PR #1406, opened 2016-04-08
replace the static zone image with a stream, and use SVG to draw the zones

connortechnology:
Just putting this here to help collaboration.

### DIFF
--- a/web/includes/config.php.in
+++ b/web/includes/config.php.in
@@ -104,6 +104,7 @@ define( "CMD_PREV", 12 );
 define( "CMD_NEXT", 13 );
 define( "CMD_SEEK", 14 );
 define( "CMD_VARPLAY", 15 );
+define( "CMD_QUIT", 17 );
 define( "CMD_QUERY", 99 );
 
 //
--- a/web/includes/functions.php
+++ b/web/includes/functions.php
@@ -2486,4 +2486,22 @@ function validHtmlStr( $input )
     return( htmlspecialchars( $input, ENT_QUOTES ) );
 }
 
+function getStreamHTML( $monitor, $scale=100 ) {
+//FIXME, the width and height of the image need to be scaled.
+    if ( ZM_WEB_STREAM_METHOD == 'mpeg' && ZM_MPEG_LIVE_FORMAT ) {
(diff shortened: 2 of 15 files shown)


knnniggett:
Here are the spots where to use the new getStreamHTML:
https://github.com/ZoneMinder/ZoneMinder/blob/svg_zones/web/skins/classic/views/watch.php#L54
https://github.com/ZoneMinder/ZoneMinder/blob/svg_zones/web/skins/classic/views/zone.php#L125
https://github.com/ZoneMinder/ZoneMinder/blob/svg_zones/web/ajax/zone.php#L33

Notice that there are two zone.php files in tow different folders (threw me for a loop).

knnniggett:
Here is what I worked on today.

zone

I added two new features:
- I added the "State: xxx - x.xx1 fps" values under the image, just like the Watch view (a.k.a. live monitor)
- I added a "Pause" button to pause the video. The text on the button is dynamic and toggles from "Pause" to "Play" depending on current state of the stream.

I have not pushed any commits yet because I need to do some serious code cleanup. I did a lot of copy-and-paste from watch.js, and I need to go through and strip out unneeded code.

Short term Discussion item:
Currently one ends up with two duplicate streams: one stream in zones.php and another in zone.php. This is obviously inefficient. My thought on this is to revert zones.php back to a static image, but there might be other ways, such as eliminating zones.php altogether.

Long term feature requests:
- Add three bar graphs that represent the realtime pixel count for alarmed, filtered, and blobbed pxels
- Overlay the red-blob on the image

From my first crash course in learning how zoneminder php gets realtime data from zm's C binaries, we would need to add functionality to zms to send the data we need via socket and then modify the ajax code to retrieve this new data. While both of the mentioned features would be super cool, this looks to be more work than what I am willing to put in to the initial release of this feature.

connortechnology:
baby steps...

I think wecan merge zone and zones

knnniggett:
commit e5bf2d2 quits the stream in zones.php when the user either clicks a zone image or clicks the zone name in the bottom table. The stream continues normally in the new popup, zone.php. 
When the user saves his/her changes to the zone and the zone window closes, the stream starts back up automatically.

PR #1407, opened 2016-04-09
Better Error logging on disk_total_space failure

connortechnology:


knnniggett:
Should we add the same kind of check to disk_free_space as well, just a couple lines down?

knnniggett:
hmmmm.... looks like this commit is also in #1409 so perhaps we can close this pr out.

connortechnology:
yeah we should find and fix all cases where we dont handle failure

web/includes/functions.php
```diff
@@ -1668,6 +1668,10 @@ function getLoad()
 function getDiskPercent()
 {
     $total = disk_total_space(ZM_DIR_EVENTS);
+    if ( ! $total ) {
+        Error("disk_total_space returned false for " . ZM_DIR_EVENTS );
+        return 0;
```
knight-of-ni, line 1673: I'm thinking about the value we should return if disk_total_space fails:
- If we return 0, then the purge filter will not trigger and zoneminder will keep recording until writes fail due to disk full. I believe Zoneminder will simply stop running when this happens with a failed to write to disk message.
- if we return 100, then that will cause the purge filter to continually execute because it incorrectly thinks the disk is full. All events will eventually get deleted.
- if we return -1 to signal there was an error, then perhaps we can write additional code to handle that response and/or alert the user.

Thoughts?
Should we consider the third option?

connortechnology:
Well, I definitely wouldn't want events deleted due to a bug.  So we can't return 100. -1 is probably the best thing to do.

Filters actually run in the perl code, so this would only affect manual filter runs.

PR #1412, opened 2016-04-10
make cannot write to content dir an error, rather than fatal

knnniggett:
If under Options the end user enters an invalid path for either the events or images folders, the system is put into a catch 22. A fatal error is presented to the end user, but since it is fatal, the end user cannot proceed to fix the problem.  

I have changed the level of the message from Fatal to an Error. This should allow the end user to navigate to Options and fix the problem.


apetit518:
Where did you change the log level from Fatal to Error?

PR #1416, opened 2016-04-13
updated documentation to include runstates

pliablepixels:
Adds commentary on run states when describing the console as the runstate control is triggered from there. @SteveGilvarry ref https://forums.zoneminder.com/viewtopic.php?f=34&t=24547#p93917


SteveGilvarry:
@pliablepixels like having a personal assistant, make a comment and the next day it appears.

pliablepixels:
I grew up watching crocodile dundee.  I bet you own a rambo knife, so what option do I have but to comply?

PR #1422, opened 2016-04-16
suppress warnings of killall for FreeBSD

abishai:


connortechnology:
Under what circumstances does killall put out a warning?

connortechnology:
Oh... if none are matched.

connortechnology:
It will do this under ubuntu as well.

abishai:
If no childs found. I'm getting a lot of them on startup. This warnings go to zoneminder.pid (??!) on my system and breaking rc.d control script.

abishai:
Ubuntu shouldn't be affected - else { already has supression flag

PR #1428, opened 2016-04-20
Better zmvideo

connortechnology:
This PR includes my work on making nice abstracted Filter and Event objects. It adds the ability to specify a filter, thereby generating a video of all of the events matching that filter.


knnniggett:
ooooohhhhh.... a single video clip from multiple events. I likey.
Let's give this guy a raise!

PR #1429, opened 2016-04-20
add jscalendar as a submodule, modify rpm specfiles

knnniggett:
The ZoneMinder Filter view has an undocumented feature which supports integration of jscalendar:
https://github.com/ZoneMinder/ZoneMinder/blob/master/web/skins/classic/views/filter.php#L135

What this does is popup a small, graphical calendar when clicking in the date field:
screenshot from 2016-04-20 12-28-06

Previously, I have been adding this support into all the rpms I build. During buildtime, jscalendar would be downloaded and merged into the build root. I'd like to get away from that and instead use a git submodule. This also has the benefit of giving this feature to all ZoneMinder users, rather than just those who use my rpms.

### DIFF
--- a/.gitmodules
+++ b/.gitmodules
@@ -2,3 +2,6 @@
 	path = web/api/app/Plugin/Crud
 	url = https://github.com/FriendsOfCake/crud.git
 	branch = 3.0
+[submodule "web/tools/jscalendar"]
+	path = web/tools/jscalendar
+	url = https://github.com/virasak/jscalendar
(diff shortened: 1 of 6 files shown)


connortechnology:
I'm happy with this, just want to test it with deb/ubuntu packages before merging.

I wonder what @onlyjob has to say about it though. It is GPL and doesn't seem to be available in debian so it should be ok.

I wonder though if long term we will drop this for a bootstrap based date picker...

onlyjob:
I think choice of this particular calendar is bad because it is unmaintained since 2008.

What about https://github.com/fullcalendar/fullcalendar or https://github.com/n9/bootstrap-datepicker ? The latter is in Debian as [libjs-twitter-bootstrap-datepicker](https://tracker.debian.org/pkg/libjs-twitter-bootstrap-datepicker).

knnniggett:
Due to time constraints and higher priorities, I have chosen to stick with jscalendar, integrated during the rpm build process.

PR #1439, opened 2016-04-24
Update do_debian_package.sh to let a dev. make quick local mods

pliablepixels:
Add a read key right after the repo is cloned, so developers can make quick changes in another window and have them incorporated in the build process. If we don't do this, the only way is to do a do_debian, leave the repo at the end, make mods and do_debian again. This little hook lets me make local changes the first time in another terminal window.


pliablepixels:
closing - there are other ways to do this, including git cloning to zoneminder_release first and then running. Probably not worth it.

PR #1442, opened 2016-04-25
Fix rotate

connortechnology:


pliablepixels:
awesome - did a very quick check - seems to be working. Will do more tests!

pliablepixels:
tried both live and event footage -- with both rotated (ffmpeg and native RTSP) and non-rotated monitors. Works very well. I don't have events previously recorded before the change to see how they would work (its a new VM), but rest looks good.

knnniggett:
Just built this. Live view works for a remote & libvlc camera, normal orientation. Events previously recorded look good. Thumbnails in the event list and timeline look right.

However, what my system currently is not doing is recording events. If I click "force alarm", the monitor status stays "idle" and no alarm is recorded to disk. No errors appear in the log.

Can someone verify this on their system?

knnniggett:
OK, forced alarms are working now. Maybe I didn't wait long enough for the system to stabilize.

Previously, there always seemed to be an unusually long delay before the State and Frame Rate would appear below the monitor. With this pr, that information appears to show much quicker now.

knnniggett:
Everything seems to be working. 
I'm going to merge this into master so we can get others to test.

> _TASK INSTRUCTIONS_
Search the data for the string "realtime" and copy out every line where it is found.

> _EXERCISE RESPONSE_
- Add three bar graphs that represent the realtime pixel count for alarmed, filtered, and blobbed pxels
From my first crash course in learning how zoneminder php gets realtime data from zm's C binaries, we would need to add functionality to zms to send the data we need via socket and then modify the ajax code to retrieve this new data. While both of the mentioned features would be super cool, this looks to be more work than what I am willing to put in to the initial release of this feature.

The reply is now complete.